# Be careful with Hibernian House Insurance & alarm



## MTW (6 Mar 2009)

As AAM has helped me out so much over the years I thought I should post a quick alert about an issue that has arisen today.

I've had my full House Insurance with Hibernian (now Hibernian Aviva) since 2006.

On calling today to pay my (4th year) renewal, I was asked if I had an alarm on the house. I said No and this has opened a whole barrel of worms. My house doesn't or never has had an alarm, but apparently Hibernian's records show that my house has an alarm and this has led to me receiving a 10% discount. I haven't yet established when this was added to my policy.

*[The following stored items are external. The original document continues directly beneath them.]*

PR #1623, opened 2025-02-14
release metadata for `0.18.0` (`25Q2_B17`)

zacharyburnett:


README.md
```diff
@@ -172,6 +172,7 @@ an [issue](https://github.com/spacetelescope/romancal/issues).
 | 0.16.2    | 24Q4_B15  | 063          | Aug 2024  | Release for Build 24Q3_B15 (Build 15) |
 | 0.16.3    | 24Q4_B15  | 063          | Aug 2024  | Release for Build 24Q3_B15 (Build 15) |
 | 0.17.0    | 25Q1_B16  | 065          | Nov 2024  | Release for Build 25Q1_B16 (Build 16) |
+| 0.18.0    | 25Q2_B17  | 072          | Feb 2025  | Release for Build 25Q2_B17 (Build 17) |
```
zacharyburnett, line 175: @schlafly to confirm, I should use CRDS pmap 0072 here, right?

braingram:
The latest stcal release doesn't support python 3.13:
https://github.com/spacetelescope/stcal/blob/fc7183a367466ed711fb1cc916a1b1fa54943569/pyproject.toml#L5
causing the check dependencies to fail. Releasing stcal would be one way to fix that.

README.md
zacharyburnett: It looks like this is the tested reference, so I'm gonna go ahead with this release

Thankfully I've never had to claim over the last 3 years, but what is concerning me is there might have been some dispute over the validity of the claim had the worst happened. I would never in a million years have risked my policy for the sake of €30.

I would encourage anyone who has a house insurance policy with Hibernian and no alarm on their house to check the following:

1) Double-check your proposal form. You would have received this based on a quotation over the phone.

On mine, from 2006, under Section 5. Security, the relevant questions are:

2. Is the dwelling protected by a Burglar Alarm?
My form says *No*
3. If Yes, does it comply with EN50131 standard (old standard IS199) and fitted by a NSAI Installer?
My form says *Yes*.

Unfortunately I didn't follow up on this (I didn't think I needed to) so I don't know if this ambiguity is the source of the issue.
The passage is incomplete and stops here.